[What needs to be done]: When you come to the line with "tnir: Or, I", begin repeating; continue exactly through the final line of the records and include nothing from before.

(Extracted data)

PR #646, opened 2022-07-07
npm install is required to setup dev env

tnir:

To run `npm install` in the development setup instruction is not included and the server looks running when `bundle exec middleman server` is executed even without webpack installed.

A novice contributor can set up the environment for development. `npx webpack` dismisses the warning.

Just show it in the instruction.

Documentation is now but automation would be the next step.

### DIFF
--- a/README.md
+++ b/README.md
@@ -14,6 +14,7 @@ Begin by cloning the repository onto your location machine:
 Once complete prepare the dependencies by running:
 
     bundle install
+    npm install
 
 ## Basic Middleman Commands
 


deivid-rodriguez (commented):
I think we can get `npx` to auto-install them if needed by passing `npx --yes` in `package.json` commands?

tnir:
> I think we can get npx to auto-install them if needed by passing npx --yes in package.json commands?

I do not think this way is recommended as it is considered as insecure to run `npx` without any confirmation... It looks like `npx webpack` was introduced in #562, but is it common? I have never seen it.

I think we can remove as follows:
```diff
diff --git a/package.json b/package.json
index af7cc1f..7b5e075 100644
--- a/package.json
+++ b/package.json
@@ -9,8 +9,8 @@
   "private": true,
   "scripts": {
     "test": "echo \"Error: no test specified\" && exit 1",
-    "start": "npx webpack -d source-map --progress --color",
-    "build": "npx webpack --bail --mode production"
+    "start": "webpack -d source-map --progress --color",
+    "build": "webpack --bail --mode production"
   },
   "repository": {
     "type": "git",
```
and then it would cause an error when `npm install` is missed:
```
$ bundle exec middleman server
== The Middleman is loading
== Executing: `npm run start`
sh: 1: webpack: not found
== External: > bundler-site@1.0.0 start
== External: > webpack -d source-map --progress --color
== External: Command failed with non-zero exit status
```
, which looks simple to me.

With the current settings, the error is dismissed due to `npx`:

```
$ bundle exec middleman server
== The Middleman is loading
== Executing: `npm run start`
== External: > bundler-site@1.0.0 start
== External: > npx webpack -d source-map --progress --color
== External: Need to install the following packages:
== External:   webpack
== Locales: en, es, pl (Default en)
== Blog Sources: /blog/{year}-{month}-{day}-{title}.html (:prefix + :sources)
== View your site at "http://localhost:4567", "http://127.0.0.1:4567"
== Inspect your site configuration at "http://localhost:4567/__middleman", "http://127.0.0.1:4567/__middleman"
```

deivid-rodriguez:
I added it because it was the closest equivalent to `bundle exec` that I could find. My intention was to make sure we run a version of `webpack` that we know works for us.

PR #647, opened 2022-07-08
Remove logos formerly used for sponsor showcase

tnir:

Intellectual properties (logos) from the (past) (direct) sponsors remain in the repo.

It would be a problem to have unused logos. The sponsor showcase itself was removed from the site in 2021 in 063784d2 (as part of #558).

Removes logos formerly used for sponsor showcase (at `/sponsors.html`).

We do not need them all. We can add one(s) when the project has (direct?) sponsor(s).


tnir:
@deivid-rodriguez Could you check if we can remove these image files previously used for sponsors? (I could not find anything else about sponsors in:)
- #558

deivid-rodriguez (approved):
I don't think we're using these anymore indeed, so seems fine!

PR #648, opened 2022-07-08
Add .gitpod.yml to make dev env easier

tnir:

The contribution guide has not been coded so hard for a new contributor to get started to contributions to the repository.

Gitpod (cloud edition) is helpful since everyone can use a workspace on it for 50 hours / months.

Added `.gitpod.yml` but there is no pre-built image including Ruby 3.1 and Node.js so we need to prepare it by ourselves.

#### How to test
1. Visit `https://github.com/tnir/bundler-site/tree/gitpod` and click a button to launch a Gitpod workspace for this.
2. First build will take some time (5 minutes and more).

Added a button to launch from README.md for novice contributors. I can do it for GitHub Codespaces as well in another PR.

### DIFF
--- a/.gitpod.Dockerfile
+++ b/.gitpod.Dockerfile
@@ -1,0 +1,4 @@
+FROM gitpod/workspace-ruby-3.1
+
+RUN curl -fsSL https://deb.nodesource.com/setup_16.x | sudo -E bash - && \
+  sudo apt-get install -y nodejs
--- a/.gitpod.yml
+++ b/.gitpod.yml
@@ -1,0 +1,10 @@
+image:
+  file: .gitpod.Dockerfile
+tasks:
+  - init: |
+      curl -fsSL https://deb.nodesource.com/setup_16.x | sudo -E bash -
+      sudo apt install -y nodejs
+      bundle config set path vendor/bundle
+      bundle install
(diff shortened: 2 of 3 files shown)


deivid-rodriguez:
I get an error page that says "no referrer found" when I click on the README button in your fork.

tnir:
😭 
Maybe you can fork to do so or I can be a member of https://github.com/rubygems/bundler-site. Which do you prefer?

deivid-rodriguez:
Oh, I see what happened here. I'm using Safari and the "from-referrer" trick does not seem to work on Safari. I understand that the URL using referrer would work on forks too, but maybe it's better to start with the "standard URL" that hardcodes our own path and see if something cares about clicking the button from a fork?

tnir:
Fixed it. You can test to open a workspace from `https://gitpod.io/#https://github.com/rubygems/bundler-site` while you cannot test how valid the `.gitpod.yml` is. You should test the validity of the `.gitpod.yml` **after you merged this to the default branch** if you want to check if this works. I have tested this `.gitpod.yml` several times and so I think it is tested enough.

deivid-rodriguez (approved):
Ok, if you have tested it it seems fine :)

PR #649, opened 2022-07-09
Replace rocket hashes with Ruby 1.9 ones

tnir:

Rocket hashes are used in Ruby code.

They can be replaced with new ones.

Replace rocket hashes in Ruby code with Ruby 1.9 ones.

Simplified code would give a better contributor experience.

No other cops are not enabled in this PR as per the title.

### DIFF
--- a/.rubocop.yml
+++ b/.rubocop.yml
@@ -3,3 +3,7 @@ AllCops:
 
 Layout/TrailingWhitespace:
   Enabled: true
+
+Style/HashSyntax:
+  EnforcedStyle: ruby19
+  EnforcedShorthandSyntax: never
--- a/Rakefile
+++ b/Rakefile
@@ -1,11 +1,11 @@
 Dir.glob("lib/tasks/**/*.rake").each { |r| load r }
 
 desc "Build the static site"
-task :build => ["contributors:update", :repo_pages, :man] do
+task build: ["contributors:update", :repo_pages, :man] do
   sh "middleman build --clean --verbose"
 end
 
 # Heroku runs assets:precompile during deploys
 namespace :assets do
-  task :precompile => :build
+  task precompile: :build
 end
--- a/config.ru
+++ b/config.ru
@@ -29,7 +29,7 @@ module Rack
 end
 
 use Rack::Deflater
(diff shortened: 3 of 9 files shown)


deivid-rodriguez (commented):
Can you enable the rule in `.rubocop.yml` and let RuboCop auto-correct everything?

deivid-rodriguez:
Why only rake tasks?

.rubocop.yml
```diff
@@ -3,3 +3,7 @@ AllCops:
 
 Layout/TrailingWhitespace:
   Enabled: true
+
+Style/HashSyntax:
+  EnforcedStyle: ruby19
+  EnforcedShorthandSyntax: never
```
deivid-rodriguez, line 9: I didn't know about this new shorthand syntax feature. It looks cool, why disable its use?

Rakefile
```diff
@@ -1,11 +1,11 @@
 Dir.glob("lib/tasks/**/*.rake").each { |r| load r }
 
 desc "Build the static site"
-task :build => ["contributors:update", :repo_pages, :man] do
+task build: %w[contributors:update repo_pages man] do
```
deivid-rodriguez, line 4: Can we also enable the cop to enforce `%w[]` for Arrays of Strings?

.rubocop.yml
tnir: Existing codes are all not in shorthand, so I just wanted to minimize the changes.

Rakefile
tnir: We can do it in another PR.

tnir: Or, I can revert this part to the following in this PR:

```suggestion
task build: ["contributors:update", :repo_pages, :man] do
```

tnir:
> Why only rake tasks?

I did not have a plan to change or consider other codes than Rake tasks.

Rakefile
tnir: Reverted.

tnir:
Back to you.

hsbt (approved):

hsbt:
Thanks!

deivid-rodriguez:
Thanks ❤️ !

(End Extracted data)

[Response below]:
tnir: Or, I can revert this part to the following in this PR:

```suggestion
task build: ["contributors:update", :repo_pages, :man] do
```

tnir:
> Why only rake tasks?

I did not have a plan to change or consider other codes than Rake tasks.

Rakefile
tnir: Reverted.

tnir:
Back to you.

hsbt (approved):

hsbt:
Thanks!

deivid-rodriguez:
Thanks ❤️ !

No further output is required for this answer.